湊 「もも、どないしたん?紫苑くんに見とれてんの?」
光 「!?・・・は?」
晴樹 「は?やないで、さっきから固まってるやん。」
湊 「顔赤いしな。」
光 「赤いことあるかっ。ビックリしすぎただけや。」
彰仁 「ホント、ビックリしたよー。紫苑くんが俺より年下だなんて・・・。」
晴樹 「全然見えへんな。」
彰仁 「ちょっとぉ~。」
湊 「しゃぁないな。事実やから。」
紫苑 「俺、どんだけおっさんに見られてたんですか?」
晴樹 「おっさんには見えてへんで。俺らと同じかアキと同じくらいと思っててん。」
湊 「うん。大学生かと思うとった。まさか高校生やとはなぁ。」
紫苑 「確かに年相応に見られたことはありませんけど・・・。」
晴樹 「まぁ、別にサポートしてもらうのに、年齢関係あらへんけどな。」
湊 「えぇ?じゃぁ大阪で僕らのライブ見たんって、中3時なん?」
紫苑 「はい。中3の修学旅行で・・・。」
湊 「よう抜け出せたもんやな?」
彰仁 「うちって結構自由だもんね。」
晴樹 「そうなんや?」
彰仁 「別行動なんて当たり前だから。」
光は大阪でライブをしていた頃のことを思い出していた。
クリとタクがいた頃・・・。

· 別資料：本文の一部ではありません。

PR #1016, opened 2023-12-20
no_jira-npe-fix-on-risk-dates-extended-sentence-fix: correction to ex…

bills7281:
…tended sentence logic and minor change to wording on screen

### DIFF
--- a/server/controllers/recommendation/selectIndexOffenceController.ts
+++ b/server/controllers/recommendation/selectIndexOffenceController.ts
@@ -5,7 +5,7 @@ import { NamedFormError } from '../../@types/pagesForms'
 import { RecommendationResponse } from '../../@types/make-recall-decision-api'
 import { makeErrorObject } from '../../utils/errors'
 import { strings } from '../../textStrings/en'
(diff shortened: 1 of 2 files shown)


server/utils/utils.ts
```diff
@@ -185,6 +185,8 @@ export function isMandatoryTextValue(val: unknown): boolean {
 
 export const isEmptyStringOrWhitespace = (val: string | string[]) => !val || !(val as string).trim()
 
+export const isNullEmptyStringOrWhitespace = (text: string) => text == null || text.match(/^\s*$/) !== null
+
```
DarrenW-HMPPS, line 189: I don't think this is any different in functionality to the isEmptyStringOrWhitespace on the line above.

DarrenW-HMPPS (changes requested):

server/utils/utils.ts
bills7281: ah ok! Good catch! Corrected!

DarrenW-HMPPS (approved):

怖いものなど何もなかった。
突然、大切なものを失うことがあるなんて知らなかった。
自分を信じて、仲間を信じて、夢を信じて・・・ただ、突っ走っていたあの頃。
湊 「もも?ほんま大丈夫か?」
光 「そうや、あの頃の俺らは、今の紫苑みたいに制服着てたんやな。」
過去にトリップしてしまった光は、隣でムッとしている紫苑に気づくこともなかった。